# Smiths PRS-40 Bracelet.



## SolaVeritate (Mar 21, 2021)

Has anyone ever put one of these on a metal bracelet?


----------



## spinynorman (Apr 2, 2014)

SolaVeritate said:


> View attachment 35541
> 
> 
> Has anyone ever put one of these on a metal bracelet?


 I'm struggling to see how you could.


----------



## Roxyben (May 19, 2020)

Yeah not sure how you are going to go about it but I look forward to seeing the results! It looks purpose made for nato style straps. Really like this watch by the way. Really cool looking thing that really stands out in the looks department. Not really anything else like it.


----------



## SolaVeritate (Mar 21, 2021)

I have an idea but its outside the box.

If it works, I'll resurrect the thread and show and tell.


----------



## Roxyben (May 19, 2020)

I want to see the idea wether it works or not! It really must be outside the box.


----------



## Alpha550t (Mar 31, 2020)

I'm considering buying one of those, and I would prefer it on a bracelet as well. It's simple enough to drill the lugs and fit spring bars.


----------



## SolaVeritate (Mar 21, 2021)

Well the stuff arrived for me to attach any strap to this thing and I think I have the answer..
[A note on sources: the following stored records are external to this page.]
PR #1533, opened 2024-08-16
Remove unused helper method: show_help_text?

jcoyne:


eliotjordan (changes requested):
The next (related) helper function can be removed as well.
`render_help_text_entry`

Otherwise this looks good.

eliotjordan (approved):

PR #1536, opened 2024-08-16
Use zeitwerk

jcoyne:
Zeitwerk is the autoloader for rails.  We can use it and then we don't have to have so many "require" statements.


eliotjordan (changes requested):
@jcoyne This looks good to me. Can you add some text to the the PR comments about what this is and why this is a good idea?

jcoyne:
@eliotjordan done.

eliotjordan (approved):

PR #1549, opened 2024-08-17
Start docker rails server on port 3001

eliotjordan:
Reduce confusion when running the demo app docker. The rails server log now matches the port that compose binds to.


ewlarson (approved):
👍

PR #1551, opened 2024-08-19
Use docker geoserver

eliotjordan:
[WIP] Experiment to use pre-built docker geoserver container.


thatbudakguy:
Going to close this since it's drifted pretty far from `main` (many of the fixtures have changed) and we've settled on a different approach to avoiding test flakiness for now: just don't wait for HTTP requests to external services (e.g. #1842)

..although I'm not going to give the secret away because I haven't got a metal bracelet on it yet (I'm waiting on it arriving in the post.. black S.S. one on a slow boat from china). That is my drive. What I will say and show is this..

















It works for leather bracelets.

This is a 22mm standard bracelet that I've stripped from an eBay purchase ages ago.
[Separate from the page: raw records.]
PR #1555, opened 2024-08-22
add click to wake to map

### LINKED ISSUE #1554: add click to wake to core geoblacklight
Currently big ten does click to wake on their maps. Add this to core geoblacklight.

dnoneill:
closes #1554

Default behavior

https://github.com/user-attachments/assets/559f0079-b8ec-42e0-8365-3a5a25cc4a65

Settings updated to include hover/new message
Screenshot 2024-08-22 at 2 28 44 PM
Screenshot 2024-08-22 at 2 27 33 PM

### DIFF
--- a/app/javascript/geoblacklight/leaflet/controls/sleep.js
+++ b/app/javascript/geoblacklight/leaflet/controls/sleep.js
@@ -1,0 +1,100 @@
+import { DomUtil, DomEvent, Handler } from "leaflet";
+
+export default class Sleep extends Handler {
+  addHooks() {
+    const container = DomUtil.create("div", "wake-overlay w-100 h-100 position-absolute align-items-center justify-content-center", this._map._container);
+    const button = DomUtil.create("button", "btn btn-primary wake-button", container)
+
+    button.innerHTML = this._map.options.MESSAGE;
+    button.setAttribute("tabindex", "0");
+    button.style.zIndex = 2000;
+    container.style.zIndex = 1999;
+    const background = String(this._map.options.BACKGROUND);
+    container.style.background = background;
+    this.container = container;
+    if (this._map.options.MARGIN_DISTANCE) {
+      this.updateBasedOnSize()
+    } else {
+      this.sleepMap();
+    }
+    this.setListeners()
+  }
+
+  sleepMap() {
+    this._map.dragging.disable();
+    this._map.touchZoom.disable();
+    this._map.scrollWheelZoom.disable();
+    this._map.doubleClickZoom.disable();
+    this._map.boxZoom.disable();
+    this._map.keyboard.disable();  
+    this.container.classList.add('d-flex');
+    this.container.classList.remove('d-none');
+  }
+
+  wakeMap() {
+    this._map.dragging.enable();
+    this._map.touchZoom.enable();
+    this._map.scrollWheelZoom.enable();
+    this._map.doubleClickZoom.enable();
+    this._map.boxZoom.enable();
+    this._map.keyboard.enable();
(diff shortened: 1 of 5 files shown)


app/javascript/geoblacklight/leaflet/controls/sleep.js
```diff
@@ -0,0 +1,75 @@
+import { DomUtil, DomEvent, Handler } from "leaflet";
+
+export default class Sleep extends Handler {
+  addHooks() {
+    const container = DomUtil.create("div", "d-none wake-overlay w-100 h-100 d-flex align-items-center justify-content-center", this._map._container);
+    const button = DomUtil.create("button", "btn btn-primary wake-button", container)
+
+    console.log(this._map.options)
```
marlo-longley, line 8: console!

app/javascript/geoblacklight/leaflet/controls/sleep.js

What I can say is.. it's not permanent and can be taken from the watch head in less than 20 seconds. Nothing runs under the watch head and the watch back sits flush to the wrist with nothing underneath it.
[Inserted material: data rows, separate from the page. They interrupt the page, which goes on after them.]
PR #1563, opened 2024-08-23
Configure the logo rather than overriding

jcoyne:
This makes it easier for downstream apps to configure their own logos and results in less overall css.

### DIFF
--- a/app/assets/stylesheets/geoblacklight/modules/_blacklight_overrides.scss
+++ b/app/assets/stylesheets/geoblacklight/modules/_blacklight_overrides.scss
@@ -2,15 +2,6 @@
   Stylesheet for overriding styles inherited from Blacklight proper
 **/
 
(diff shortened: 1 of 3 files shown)


eliotjordan (changes requested):
Though it seems like this should work, the generated app has a blank logo.
Screenshot 2024-08-23 at 11 27 27 AM

jcoyne:
Screenshot 2024-08-23 at 12 02 48 PM

jcoyne:
This has got to be broken on the main branch too, right?  Because image_url is a sprockets thing and we're using propshaft?

jcoyne:
Nope, in main:
Screenshot 2024-08-23 at 12 07 39 PM

jcoyne:
@eliotjordan I had to update the vite config for the so that It can deal with the `yarn link` that we do in the test app generator

eliotjordan (approved):

PR #1575, opened 2024-08-27
Revert "Prune unused styles"

eliotjordan:
Reverts geoblacklight/geoblacklight#1562

Some viewers do not display without min height.

### DIFF
--- a/app/assets/stylesheets/geoblacklight/modules/item.scss
+++ b/app/assets/stylesheets/geoblacklight/modules/item.scss
@@ -1,8 +1,30 @@
 #document {
   .document-metadata.dl-invert {
-    dt {
+     dt {
       font-weight: bold;
     }
+  }
+
+  #viewer-container {
+    .viewer {
+      border: 1px solid $gray-400;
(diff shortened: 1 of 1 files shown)


app/assets/stylesheets/geoblacklight/modules/item.scss
```diff
@@ -1,10 +1,32 @@
 #document {
   .document-metadata.dl-invert {
-    dt {
+     dt {
       font-weight: bold;
     }
   }
 
+  #viewer-container {
```
jcoyne, line 8: My assertion when removing this was that `#viewer-container` is not a child of `#document`. Is that wrong?

eliotjordan: Yeah. It's a child of #document.

eliotjordan: document -> document-main-section -> row -> viewer-container

jcoyne (approved):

There is NO modding of the PRS-40. Nothing is drilled, nothing is cut, nothing is squashed or bent or anything weird. It is as was bought. That is also true for this leather strap.

I'm just holding on for a while for a S.S. one to arrive so I can show off a bit and get a little Kudos for my idea. :biggrin:

Hey.. you.. yes you.. if you figure out what I've done.. don't steal my thunder! I don't usually swear so don't make me :thumbsup:


----------



## SolaVeritate (Mar 21, 2021)

Well my horological wind has been taken from my sails recently so I thought to cheer myself up I would just show everyone how to solve this kind of fixed lug problem. Well.. my fix anyway because I'm sure there are others.

I thought it would be best to not damage either the watch head or the bracelet/strap and I didn't want to start modifying anything, so...

I had a word with Prince Albert and he suggested this .. :biggrin:

















The smaller black balls had to be ordered separately but the bar should work perfectly with the black SS metal bracelet ordered.

A word of pre-thought advice.. the PRS-40 lug space may be 22mm width (officially for Nato) but has been rumoured to be slightly smaller. This is because the edges of the lug holes are rounded. Fitting straps/bracelets into this type of lug hole has the same effect as putting a square peg into a round hole. The thicker the strap/bracelet, the width of the bracelet/strap should be considered.

My advice would be to check the strap/bracelet can fit through the lug holes before having a word with Prince Albert.

Personally, I like this solution because..

*All it takes is to grip both your balls at either side and with a quick twist, you can get your strap off your head in a matter of seconds to slip a nato around your wrist.*

:biggrin: :laugh:

:thumbsup:


----------



## SolaVeritate (Mar 21, 2021)

OK. Done.

Fits quite nice actually. Brings the back of the watch snug to the wrist. Drop from the side is as abrupt or loose as the wrist needs. Most of all feels secure (more secure than lug bars). Have a peek.


----------



## PaulBoy (Dec 2, 2007)

Pretty neat solution :clap: - I like the leather strap, not so sure on the black bracelet (?) - Anyway, it's your rodeo, so health to wear ...


----------



## Roxyben (May 19, 2020)

Kudos for coming up with a solution but I don't think it goes with the black bracelet! But it's great that you have persevered and followed your dreams! Nice one.


----------



## SolaVeritate (Mar 21, 2021)

Roxyben said:


> Kudos for coming up with a solution but I don't think it goes with the black bracelet! But it's great that you have persevered and followed your dreams! Nice one.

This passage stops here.